▸ Supplied material
☆ ☆ ☆ ☆ ☆

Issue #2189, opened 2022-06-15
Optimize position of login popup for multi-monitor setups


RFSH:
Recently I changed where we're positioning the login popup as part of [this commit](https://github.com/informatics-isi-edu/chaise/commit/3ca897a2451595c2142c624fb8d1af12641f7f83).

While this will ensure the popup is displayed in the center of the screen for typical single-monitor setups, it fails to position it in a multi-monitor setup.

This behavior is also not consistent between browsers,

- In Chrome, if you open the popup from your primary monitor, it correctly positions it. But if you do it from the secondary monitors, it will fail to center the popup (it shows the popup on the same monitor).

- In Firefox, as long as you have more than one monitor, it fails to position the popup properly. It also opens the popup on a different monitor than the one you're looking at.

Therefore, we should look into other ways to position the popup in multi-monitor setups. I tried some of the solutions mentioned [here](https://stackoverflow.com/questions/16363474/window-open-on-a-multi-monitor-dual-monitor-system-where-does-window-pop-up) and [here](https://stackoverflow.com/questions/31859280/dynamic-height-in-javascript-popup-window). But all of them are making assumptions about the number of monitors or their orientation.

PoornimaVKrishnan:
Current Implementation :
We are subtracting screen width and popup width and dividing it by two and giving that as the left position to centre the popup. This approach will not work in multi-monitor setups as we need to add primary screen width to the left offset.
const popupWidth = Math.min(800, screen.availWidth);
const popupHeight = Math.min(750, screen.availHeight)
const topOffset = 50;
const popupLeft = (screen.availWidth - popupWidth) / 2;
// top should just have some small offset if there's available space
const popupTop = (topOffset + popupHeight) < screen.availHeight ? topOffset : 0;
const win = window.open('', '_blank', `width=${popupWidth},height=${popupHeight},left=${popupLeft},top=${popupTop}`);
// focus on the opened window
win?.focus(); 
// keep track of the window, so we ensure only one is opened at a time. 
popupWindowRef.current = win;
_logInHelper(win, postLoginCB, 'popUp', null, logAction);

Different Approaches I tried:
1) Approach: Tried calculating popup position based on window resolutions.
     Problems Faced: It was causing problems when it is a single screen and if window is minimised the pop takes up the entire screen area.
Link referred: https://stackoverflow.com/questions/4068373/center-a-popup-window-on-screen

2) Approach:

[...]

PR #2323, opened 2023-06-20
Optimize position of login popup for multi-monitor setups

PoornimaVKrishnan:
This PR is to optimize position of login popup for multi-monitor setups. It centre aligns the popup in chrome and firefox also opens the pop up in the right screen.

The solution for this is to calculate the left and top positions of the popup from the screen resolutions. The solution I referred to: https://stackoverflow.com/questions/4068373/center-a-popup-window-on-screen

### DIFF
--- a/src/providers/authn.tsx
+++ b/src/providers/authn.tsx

☆ ☆ ☆ ☆ ☆

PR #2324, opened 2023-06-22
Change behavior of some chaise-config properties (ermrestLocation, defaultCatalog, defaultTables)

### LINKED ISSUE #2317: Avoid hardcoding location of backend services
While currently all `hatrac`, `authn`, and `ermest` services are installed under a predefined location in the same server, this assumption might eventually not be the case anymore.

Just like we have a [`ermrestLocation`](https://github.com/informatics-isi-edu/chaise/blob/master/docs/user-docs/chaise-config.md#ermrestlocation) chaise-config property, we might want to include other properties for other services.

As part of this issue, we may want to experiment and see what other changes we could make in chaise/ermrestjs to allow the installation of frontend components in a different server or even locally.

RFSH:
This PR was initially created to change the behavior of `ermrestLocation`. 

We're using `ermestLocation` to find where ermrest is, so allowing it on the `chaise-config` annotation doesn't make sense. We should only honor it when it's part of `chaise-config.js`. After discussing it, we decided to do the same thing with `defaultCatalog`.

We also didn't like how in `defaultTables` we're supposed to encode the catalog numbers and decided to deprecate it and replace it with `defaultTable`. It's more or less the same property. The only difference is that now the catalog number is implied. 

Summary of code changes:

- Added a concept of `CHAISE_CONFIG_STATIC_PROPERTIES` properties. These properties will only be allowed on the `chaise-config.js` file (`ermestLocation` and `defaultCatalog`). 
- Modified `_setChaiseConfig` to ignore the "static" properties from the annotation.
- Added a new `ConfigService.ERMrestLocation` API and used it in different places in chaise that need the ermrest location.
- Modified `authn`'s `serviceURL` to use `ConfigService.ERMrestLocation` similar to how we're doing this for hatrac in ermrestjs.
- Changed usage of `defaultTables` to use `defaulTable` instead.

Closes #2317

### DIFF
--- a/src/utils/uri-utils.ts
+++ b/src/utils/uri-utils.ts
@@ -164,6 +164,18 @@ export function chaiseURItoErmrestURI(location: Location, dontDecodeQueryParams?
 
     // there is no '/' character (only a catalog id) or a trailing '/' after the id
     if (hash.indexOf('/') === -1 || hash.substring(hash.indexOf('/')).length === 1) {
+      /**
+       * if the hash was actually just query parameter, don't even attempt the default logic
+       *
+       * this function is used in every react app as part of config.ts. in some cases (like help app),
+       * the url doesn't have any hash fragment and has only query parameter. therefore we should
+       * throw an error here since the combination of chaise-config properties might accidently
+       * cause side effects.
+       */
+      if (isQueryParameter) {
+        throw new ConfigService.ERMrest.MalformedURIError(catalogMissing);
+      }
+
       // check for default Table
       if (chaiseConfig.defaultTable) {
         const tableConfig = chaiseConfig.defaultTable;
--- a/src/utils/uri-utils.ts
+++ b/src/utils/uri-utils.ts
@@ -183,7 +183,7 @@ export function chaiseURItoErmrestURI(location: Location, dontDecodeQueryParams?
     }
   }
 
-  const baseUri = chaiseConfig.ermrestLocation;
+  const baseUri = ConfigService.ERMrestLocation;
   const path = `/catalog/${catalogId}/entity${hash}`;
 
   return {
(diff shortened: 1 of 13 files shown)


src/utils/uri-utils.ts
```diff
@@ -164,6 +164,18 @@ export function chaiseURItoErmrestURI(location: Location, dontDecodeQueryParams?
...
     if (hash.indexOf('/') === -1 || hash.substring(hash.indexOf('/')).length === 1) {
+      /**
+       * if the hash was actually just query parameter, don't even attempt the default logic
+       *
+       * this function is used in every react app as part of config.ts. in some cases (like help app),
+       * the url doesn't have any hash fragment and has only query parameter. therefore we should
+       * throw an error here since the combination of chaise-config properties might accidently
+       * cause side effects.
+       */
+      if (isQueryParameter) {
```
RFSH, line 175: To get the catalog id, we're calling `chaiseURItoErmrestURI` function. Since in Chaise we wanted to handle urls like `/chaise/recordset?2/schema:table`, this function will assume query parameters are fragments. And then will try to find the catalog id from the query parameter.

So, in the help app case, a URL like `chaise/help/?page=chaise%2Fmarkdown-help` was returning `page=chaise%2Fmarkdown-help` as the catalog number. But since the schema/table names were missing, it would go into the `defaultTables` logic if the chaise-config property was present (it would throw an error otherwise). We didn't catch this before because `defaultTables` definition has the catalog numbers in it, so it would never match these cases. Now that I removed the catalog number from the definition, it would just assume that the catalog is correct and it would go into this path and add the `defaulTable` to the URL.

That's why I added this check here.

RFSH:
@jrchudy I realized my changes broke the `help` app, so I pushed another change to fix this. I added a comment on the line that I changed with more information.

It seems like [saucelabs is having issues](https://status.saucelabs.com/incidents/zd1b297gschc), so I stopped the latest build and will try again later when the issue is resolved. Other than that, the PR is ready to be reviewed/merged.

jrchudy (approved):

☆ ☆ ☆ ☆ ☆

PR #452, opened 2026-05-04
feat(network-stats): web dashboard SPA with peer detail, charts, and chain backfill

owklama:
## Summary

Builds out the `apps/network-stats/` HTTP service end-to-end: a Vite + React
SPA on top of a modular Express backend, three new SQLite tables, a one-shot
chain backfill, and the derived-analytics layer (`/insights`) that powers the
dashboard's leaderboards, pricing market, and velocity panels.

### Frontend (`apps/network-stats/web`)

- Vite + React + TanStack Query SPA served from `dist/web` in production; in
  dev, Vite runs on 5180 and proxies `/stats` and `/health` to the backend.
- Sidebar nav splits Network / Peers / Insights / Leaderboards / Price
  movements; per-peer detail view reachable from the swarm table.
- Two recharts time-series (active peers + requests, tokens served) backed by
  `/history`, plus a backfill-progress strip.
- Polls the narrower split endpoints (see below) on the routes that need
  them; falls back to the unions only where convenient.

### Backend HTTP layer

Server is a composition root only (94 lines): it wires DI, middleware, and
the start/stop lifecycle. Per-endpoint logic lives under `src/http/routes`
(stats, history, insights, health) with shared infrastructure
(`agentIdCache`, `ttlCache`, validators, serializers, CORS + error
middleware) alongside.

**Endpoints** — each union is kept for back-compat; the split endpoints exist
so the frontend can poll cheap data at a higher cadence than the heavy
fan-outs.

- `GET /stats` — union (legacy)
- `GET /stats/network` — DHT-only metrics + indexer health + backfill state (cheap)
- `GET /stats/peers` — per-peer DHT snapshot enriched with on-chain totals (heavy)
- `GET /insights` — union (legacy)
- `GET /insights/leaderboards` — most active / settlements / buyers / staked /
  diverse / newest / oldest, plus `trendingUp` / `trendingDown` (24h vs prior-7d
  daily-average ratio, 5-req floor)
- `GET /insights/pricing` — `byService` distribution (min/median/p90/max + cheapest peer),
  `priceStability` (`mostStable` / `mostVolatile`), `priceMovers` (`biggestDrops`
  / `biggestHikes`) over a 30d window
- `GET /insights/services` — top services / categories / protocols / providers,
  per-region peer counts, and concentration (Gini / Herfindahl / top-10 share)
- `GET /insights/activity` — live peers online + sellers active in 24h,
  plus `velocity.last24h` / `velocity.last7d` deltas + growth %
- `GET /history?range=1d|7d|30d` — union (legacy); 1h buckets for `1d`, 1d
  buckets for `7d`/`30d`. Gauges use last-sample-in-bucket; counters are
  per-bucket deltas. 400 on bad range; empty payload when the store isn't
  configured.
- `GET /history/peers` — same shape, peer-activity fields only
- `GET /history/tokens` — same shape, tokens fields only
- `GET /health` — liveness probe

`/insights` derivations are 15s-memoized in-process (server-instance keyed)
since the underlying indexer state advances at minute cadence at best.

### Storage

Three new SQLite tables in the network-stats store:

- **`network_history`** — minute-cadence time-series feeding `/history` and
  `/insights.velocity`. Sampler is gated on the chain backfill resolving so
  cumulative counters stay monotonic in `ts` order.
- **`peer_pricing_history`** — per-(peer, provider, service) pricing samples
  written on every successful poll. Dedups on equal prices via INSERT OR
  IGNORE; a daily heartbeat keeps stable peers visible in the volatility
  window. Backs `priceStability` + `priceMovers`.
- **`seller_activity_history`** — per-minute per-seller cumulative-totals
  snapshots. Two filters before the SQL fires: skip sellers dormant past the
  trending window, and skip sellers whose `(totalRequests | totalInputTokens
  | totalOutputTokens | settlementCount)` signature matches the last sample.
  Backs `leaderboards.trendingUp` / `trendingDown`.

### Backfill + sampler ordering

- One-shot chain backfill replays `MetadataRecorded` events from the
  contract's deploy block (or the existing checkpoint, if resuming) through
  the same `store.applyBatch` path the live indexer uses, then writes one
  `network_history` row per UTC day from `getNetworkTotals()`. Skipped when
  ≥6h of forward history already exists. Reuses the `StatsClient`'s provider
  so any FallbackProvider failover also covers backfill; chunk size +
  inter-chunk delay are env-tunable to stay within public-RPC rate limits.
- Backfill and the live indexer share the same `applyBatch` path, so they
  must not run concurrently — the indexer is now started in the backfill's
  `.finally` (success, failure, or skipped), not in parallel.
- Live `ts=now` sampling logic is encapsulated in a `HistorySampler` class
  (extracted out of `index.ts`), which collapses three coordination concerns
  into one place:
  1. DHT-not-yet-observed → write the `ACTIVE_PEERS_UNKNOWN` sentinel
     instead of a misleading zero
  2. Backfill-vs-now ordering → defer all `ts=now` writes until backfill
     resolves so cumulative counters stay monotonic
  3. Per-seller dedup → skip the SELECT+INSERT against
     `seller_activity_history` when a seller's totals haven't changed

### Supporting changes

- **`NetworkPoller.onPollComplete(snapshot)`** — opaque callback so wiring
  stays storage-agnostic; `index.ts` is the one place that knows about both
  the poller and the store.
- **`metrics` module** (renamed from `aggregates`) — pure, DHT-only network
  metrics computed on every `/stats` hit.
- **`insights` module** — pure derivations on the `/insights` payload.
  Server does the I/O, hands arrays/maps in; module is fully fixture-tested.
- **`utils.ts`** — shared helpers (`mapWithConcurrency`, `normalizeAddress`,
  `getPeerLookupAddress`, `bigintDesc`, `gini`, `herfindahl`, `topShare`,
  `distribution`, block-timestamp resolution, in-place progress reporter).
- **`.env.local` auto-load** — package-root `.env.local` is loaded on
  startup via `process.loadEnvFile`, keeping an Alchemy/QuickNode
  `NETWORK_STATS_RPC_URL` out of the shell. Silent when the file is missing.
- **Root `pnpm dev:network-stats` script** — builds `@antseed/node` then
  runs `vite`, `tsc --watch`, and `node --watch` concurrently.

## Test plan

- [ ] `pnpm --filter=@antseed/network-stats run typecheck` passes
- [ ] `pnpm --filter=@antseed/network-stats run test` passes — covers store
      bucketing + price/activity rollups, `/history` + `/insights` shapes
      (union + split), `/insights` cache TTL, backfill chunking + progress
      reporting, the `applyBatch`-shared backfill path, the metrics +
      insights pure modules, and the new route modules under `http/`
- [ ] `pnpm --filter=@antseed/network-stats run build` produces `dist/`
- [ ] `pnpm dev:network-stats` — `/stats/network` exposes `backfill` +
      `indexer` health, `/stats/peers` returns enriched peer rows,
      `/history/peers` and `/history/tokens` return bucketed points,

☆ ☆ ☆ ☆ ☆

▸ The task
Could you set down, word for word, only the lines above from the line with "2. Backfill-vs-now ordering" to the line with "module** — pure", including both?

▸ Solution for this problem
  2. Backfill-vs-now ordering → defer all `ts=now` writes until backfill
     resolves so cumulative counters stay monotonic
  3. Per-seller dedup → skip the SELECT+INSERT against
     `seller_activity_history` when a seller's totals haven't changed

### Supporting changes

- **`NetworkPoller.onPollComplete(snapshot)`** — opaque callback so wiring
  stays storage-agnostic; `index.ts` is the one place that knows about both
  the poller and the store.
- **`metrics` module** (renamed from `aggregates`) — pure, DHT-only network
  metrics computed on every `/stats` hit.
- **`insights` module** — pure derivations on the `/insights` payload.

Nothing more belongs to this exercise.